Issue #249, opened 2015-10-22
Create a new branch from a startpoint?


zhouguangming:
Looks like:  git.branch('branchname', start_point: 'a-commit-or-a-branch').create

jelaniwoods:
Is something like this possible with this gem?

PR #597, opened 2022-09-27
Add start_point option for checkout command

Vasfed:

### Description
This adds support for `start-point` git option when creating a new branch during checkout.
Fixes https://github.com/ruby-git/ruby-git/issues/249

### DIFF
--- a/lib/git/lib.rb
+++ b/lib/git/lib.rb
@@ -764,11 +764,21 @@ module Git
       command('branch', '-D', branch)
     end
 
+    # Runs checkout command to checkout or create branch
+    #
+    # accepts options:
+    #  :new_branch
+    #  :force
+    #  :start_point
+    #
+    # @param [String] branch
+    # @param [Hash] opts
     def checkout(branch, opts = {})
       arr_opts = []
       arr_opts << '-b' if opts[:new_branch] || opts[:b]
       arr_opts << '--force' if opts[:force] || opts[:f]
       arr_opts << branch
+      arr_opts << opts[:start_point] if opts[:start_point] && arr_opts.include?('-b')
 
       command('checkout', arr_opts)
     end
--- a/tests/units/test_lib.rb
+++ b/tests/units/test_lib.rb
@@ -87,6 +87,19 @@ class TestLib < Test::Unit::TestCase
     assert(@lib.checkout('master'))
   end
 
+  def test_checkout_with_start_point
+    assert(@lib.reset(nil, hard: true)) # to get around worktree status on windows
+
+    actual_cmd = nil
+    @lib.define_singleton_method(:run_command) do |git_cmd, &block|
+      actual_cmd = git_cmd
+      super(git_cmd, &block)
+    end
+
+    assert(@lib.checkout('test_checkout_b2', {new_branch: true, start_point: 'master'}))
+    assert_match(%r/checkout ['"]-b['"] ['"]test_checkout_b2['"] ['"]master['"]/, actual_cmd)
+  end
+
   # takes parameters, returns array of appropriate commit objects
   # :count
   # :since
--- a/README.md
+++ b/README.md
@@ -265,6 +265,7 @@ g.branch('existing_branch').checkout
 g.branch('master').contains?('existing_branch')
 
 g.checkout('new_branch')
+g.checkout('new_branch', new_branch: true, start_point: 'master')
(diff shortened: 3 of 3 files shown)


lib/git/lib.rb
```diff
@@ -764,11 +764,21 @@ def branch_delete(branch)
...
+    #  :start_point
+    #
+    # @param [String] branch
+    # @param [Hash] opts
     def checkout(branch, opts = {})
       arr_opts = []
       arr_opts << '-b' if opts[:new_branch] || opts[:b]
       arr_opts << '--force' if opts[:force] || opts[:f]
       arr_opts << branch
+      arr_opts << opts[:start_point] if opts[:start_point] && (arr_opts.include?('-b') || arr_opts.include?('--force'))
```
jcouball: In my reading of https://git-scm.com/docs/git-checkout, I think that either `-b`, `-B`, or `--orphan` is required to use `<start-point>`. I don't think that `--force` without `-b` would be a valid use case for adding `<start-point>`.

I think this line should be:

```ruby
  arr_opts << opts[:start_point] if opts[:start_point] && arr_opts.include?('-b')
```

tests/units/test_lib.rb
```diff
@@ -83,6 +83,7 @@ def test_commit_with_no_verify
 
   def test_checkout
     assert(@lib.checkout('test_checkout_b',{:new_branch=>true}))
+    assert(@lib.checkout('test_checkout_b2', {new_branch: true, start_point: 'master'}))
```
jcouball: I know that this is duplicating the tests that are already here in `test_checkout`, but it doesn't really test what you are changing. Only that the command (whatever command was constructed -- even if it is wrong) succeeded.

# # # # #

_EXERCISE_: Return every line of the material word for word.

_SOLUTION BELOW_:
Issue #249, opened 2015-10-22
Create a new branch from a startpoint?


zhouguangming:
Looks like:  git.branch('branchname', start_point: 'a-commit-or-a-branch').create

jelaniwoods:
Is something like this possible with this gem?

PR #597, opened 2022-09-27
Add start_point option for checkout command

Vasfed:

### Description
This adds support for `start-point` git option when creating a new branch during checkout.
Fixes https://github.com/ruby-git/ruby-git/issues/249

### DIFF
--- a/lib/git/lib.rb
+++ b/lib/git/lib.rb
@@ -764,11 +764,21 @@ module Git
       command('branch', '-D', branch)
     end
 
+    # Runs checkout command to checkout or create branch
+    #
+    # accepts options:
+    #  :new_branch
+    #  :force
+    #  :start_point
+    #
+    # @param [String] branch
+    # @param [Hash] opts
     def checkout(branch, opts = {})
       arr_opts = []
       arr_opts << '-b' if opts[:new_branch] || opts[:b]
       arr_opts << '--force' if opts[:force] || opts[:f]
       arr_opts << branch
+      arr_opts << opts[:start_point] if opts[:start_point] && arr_opts.include?('-b')
 
       command('checkout', arr_opts)
     end
--- a/tests/units/test_lib.rb
+++ b/tests/units/test_lib.rb
@@ -87,6 +87,19 @@ class TestLib < Test::Unit::TestCase
     assert(@lib.checkout('master'))
   end
 
+  def test_checkout_with_start_point
+    assert(@lib.reset(nil, hard: true)) # to get around worktree status on windows
+
+    actual_cmd = nil
+    @lib.define_singleton_method(:run_command) do |git_cmd, &block|
+      actual_cmd = git_cmd
+      super(git_cmd, &block)
+    end
+
+    assert(@lib.checkout('test_checkout_b2', {new_branch: true, start_point: 'master'}))
+    assert_match(%r/checkout ['"]-b['"] ['"]test_checkout_b2['"] ['"]master['"]/, actual_cmd)
+  end
+
   # takes parameters, returns array of appropriate commit objects
   # :count
   # :since
--- a/README.md
+++ b/README.md
@@ -265,6 +265,7 @@ g.branch('existing_branch').checkout
 g.branch('master').contains?('existing_branch')
 
 g.checkout('new_branch')
+g.checkout('new_branch', new_branch: true, start_point: 'master')
(diff shortened: 3 of 3 files shown)


lib/git/lib.rb
```diff
@@ -764,11 +764,21 @@ def branch_delete(branch)
...
+    #  :start_point
+    #
+    # @param [String] branch
+    # @param [Hash] opts
     def checkout(branch, opts = {})
       arr_opts = []
       arr_opts << '-b' if opts[:new_branch] || opts[:b]
       arr_opts << '--force' if opts[:force] || opts[:f]
       arr_opts << branch
+      arr_opts << opts[:start_point] if opts[:start_point] && (arr_opts.include?('-b') || arr_opts.include?('--force'))
```
jcouball: In my reading of https://git-scm.com/docs/git-checkout, I think that either `-b`, `-B`, or `--orphan` is required to use `<start-point>`. I don't think that `--force` without `-b` would be a valid use case for adding `<start-point>`.

I think this line should be:

```ruby
  arr_opts << opts[:start_point] if opts[:start_point] && arr_opts.include?('-b')
```

tests/units/test_lib.rb
```diff
@@ -83,6 +83,7 @@ def test_commit_with_no_verify
 
   def test_checkout
     assert(@lib.checkout('test_checkout_b',{:new_branch=>true}))
+    assert(@lib.checkout('test_checkout_b2', {new_branch: true, start_point: 'master'}))
```
jcouball: I know that this is duplicating the tests that are already here in `test_checkout`, but it doesn't really test what you are changing. Only that the command (whatever command was constructed -- even if it is wrong) succeeded.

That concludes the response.